The exquisite ambivalence that hovers over the present poem—was the blind old woman a secret pagan cheering the secretly pagan Julian on, or a perceptive Christian denouncing him (rumors of his anti-Christian inclinations having spread from the east)?—derives from Cavafy’s reading of Allard. Citing evidence from inscriptions, the French historian (1.393ff) reminds his readers that despite the presence of a vigorous Christian cell there, the pagan gods remained popular in Vienne at that time; and he recalls, too, that communication between the Greek east and the city would not have been as difficult as it might first appear (1.397): hence the possibility that locals might have heard about Julian’s pagan tendencies. Given this, Allard takes the old woman in Ammianus’s story—providing the story is true, which he acknowledges may well not be the case—to be one of Vienne’s loyal pagans.

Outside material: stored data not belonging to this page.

PR #506, opened 2020-03-15
fix: explorer search broken in many ways

### LINKED ISSUE #503: Explorer search is broken
**Describe the bug**
Many search features in the explorer are broken. Changing the dates in advanced settings and pressing search does nothing. Limiting the number of responses doesn't actually change anything. Areas and text do work, however.

This is on develop.

jthistle:
- pagination settings now have an effect
- to make a new query the search button must be pressed, rather than just having
  a half-working automatic query system, which could also cause problems
- fixed an error with setting the page to 1 when there was no data

resolves #503

### DIFF
--- a/packages/explorer/src/components/Search/index.js
+++ b/packages/explorer/src/components/Search/index.js
@@ -114,6 +114,16 @@ const Styled = createStyled(theme => ({
 
 const renderTableRows = ({ data }) => {
   const MISSING_MESSAGE = 'Not Recorded';
+
+  if (data.loos.length === 0) {
+    return <TableRow>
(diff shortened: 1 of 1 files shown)


packages/explorer/src/components/Search/index.js
```diff
@@ -356,8 +370,8 @@ class Search extends Component {
   /**
    * Getter for the search query string - strips empty fields.
    */
-  get queryString() {
-    const omitEmpty = _.pickBy(this.state.searchParams);
+  queryString(newParams) {
```
marxian: :+1:

PR #533, opened 2020-03-27
chore: replace class components with functions in ui

stphnnnn:
Some components are more trivial to convert to functions than others, I would appreciate someone who knows the desired behaviour of the application well to check I haven't broken anything.

I've left the `LooMap` component for now as it's quite complex. I plan to have a function component replacement for this in a future PR.


marxian:
@stphnnnn 

I've had a look around the preview deployment and all seems well, except when I try to add a Loo...

stphnnnn:
There is a bug in this branch around google anlytics. With every route change, a new `analytics.js` is added to the DOM causing pages to get tracked multiple times.

I think this is due to:
- the `Analytics` component being a child of each route rather than a persistent fixture of the application (it does seem that that's what we should be doing, looking at the example: https://github.com/fknussel/react-router-ga#usage-example)
- `react-router-ga` not checking to see if GA has already been initialized before initializing and not doing any cleanup on unmount

I'm not sure why this wasn't happening in the class component version of the `Tracking` which we had previously.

The motif of secret identities revealed through a kind of telepathy connects this poem to others in the Cavafian corpus, among which not only another of the Unfinished Poems about Julian (“The Bishop Pegasius,” in which secret paganism is concentric, one strongly feels, with secret homosexuality), but also, for instance, the Published poem “He Asked About the Quality,” a poem, set in the poet’s own time, in which the secret is clearly homosexual yearning. For Cavafy’s interest in telepathic knowledge more generally, see “Among the Groves of the Promenades” and “Athanasius,” with notes.

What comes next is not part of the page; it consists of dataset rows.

PR #550, opened 2020-04-02
build: flatten monorepo

marxian:


stphnnnn:
this looks good to me, files in /public are being served correctly too.
next step is to nest `explorer` inside th react application right?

The title of this poem preserves Cavafy’s incorrect rendering of the blind woman’s exclamation in Ammianus’s tale (
templis
instead of the text’s
templa
).
The back of the page on which the text of this poem appears offers the following variant for the final two lines:
did you say it—as was fitting—in sorrow
or in joy, abominable old woman?
The reading Lavagnini has adopted is less overtly editorial.
The dossier for this poem contains, apart from the covering sheet, four heavily worked sheets of text. Sheet 2 contains the text of an early form of the poem (see below); both sides of sheet 3 contain the text of what appears to be the last form, with very few corrections; a fourth sheet contains very few variant line readings, noted below; and the fifth sheet contains drafts of the final stanza.

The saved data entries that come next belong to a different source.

PR #65, opened 2023-07-31
Add evaluation mode running in batch mode

FelixTJDietrich:
### Description

- [x] Refactor BaseInfoHeader and extract the module select and config
- [x] Refactor `mode` route to `data/<data_mode>`
- [x] Add "view mode" selector: `module requests` and `evaluation mode` 
- [x] Define experiment
- [x] Configure module(s) and config(s) to run on
- [x] Conduct Experiment
    - [x] Show config (disabled) + display module type
    - [x] Sync submission views
    - [ ] ~~Rate feedback (correct, relevance, ...)~~ -> Follow-up PR (together with automatic evaluation)
    - [x] Send off data for training for each module (progress bar)
    - [ ] ~~Incremental learning mode with edit feedback! (for finetuning etc.)~~ -> Follow-up PR
    - [x] Batch mode (tutor feedback not editable)
    - [x] Import/Export (progress etc.)
- [x] Fix unreferenced feedback for evaluation data (0-0)

### Steps for Testing

1. Run playground
2. Check if module requests works with the refactored module selector (removed from base info header)
3. Go to evaluation mode
4. Define the experiment you want to conduct 
     - Lots of configuration possible
     - There is a training checkbox where you can optionally enable training data
     - Import/export of the experiment should work
5. Configure modules
     - Now define the configurations you want to use for the experiment
     - Import/export should work (only with the correct exercise type)
6. Conduct experiment
    - Press start -> Progress should be displayed correctly for each module
    - Press "Show config" to look at a modules config (in a dialog)
    - Switch submission to look at (should be in sync with all modules and the tutor feedback)
    - Import/Export basically at any time (might disable it for running modules in the future IDK)

In general, just play around with it and report any issues :)
Repeat for each exercise type (text + programming)

#### Changes to the BaseInfoHeader and the Module Requests mode:
image

#### Define Experiment
image

#### Configure Modules
Screenshot 2023-08-13 at 14 18 43

#### Conduct Experiment
**text** 
image

**programming**
image

PR #80, opened 2023-08-18
Better feedback suggestions in the example module

pal03377:
> **Note**
> To be reviewed & merged after #65

### Motivation and Context

When testing #65, I noticed that the default feedback suggestions for the `module_example` are unreferenced. 

### Description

There is some question as to whether the final stanza actually belongs to this poem. However, its presence in the dossier, along with the fact that the device of a “frame” chronologically later than the event described in the body of the poem is so well attested in Cavafy’s work (see the commentary on “Ptolemy the Benefactor [or Malefactor],” and also on “Epitaph of a Samian”), argue strongly for its being a part of this very strong work. The date mentioned in this frame is, indeed, a matter to which the poet gave no little thought: Lavagnini’s reconstruction of the text indicates that he first considered 1896, then a suggestively unspecified date in the 1890s (“The one is barely visible; then eight, then nine / The fourth numeral is faded away”), then 1916, then 1919. As the poet clearly understood, the much later date achieves a far stronger emotional effect, further isolating the character of the mature, indeed even elderly poet from the scene of his dangerous youthful milieu and passionate erotic affair.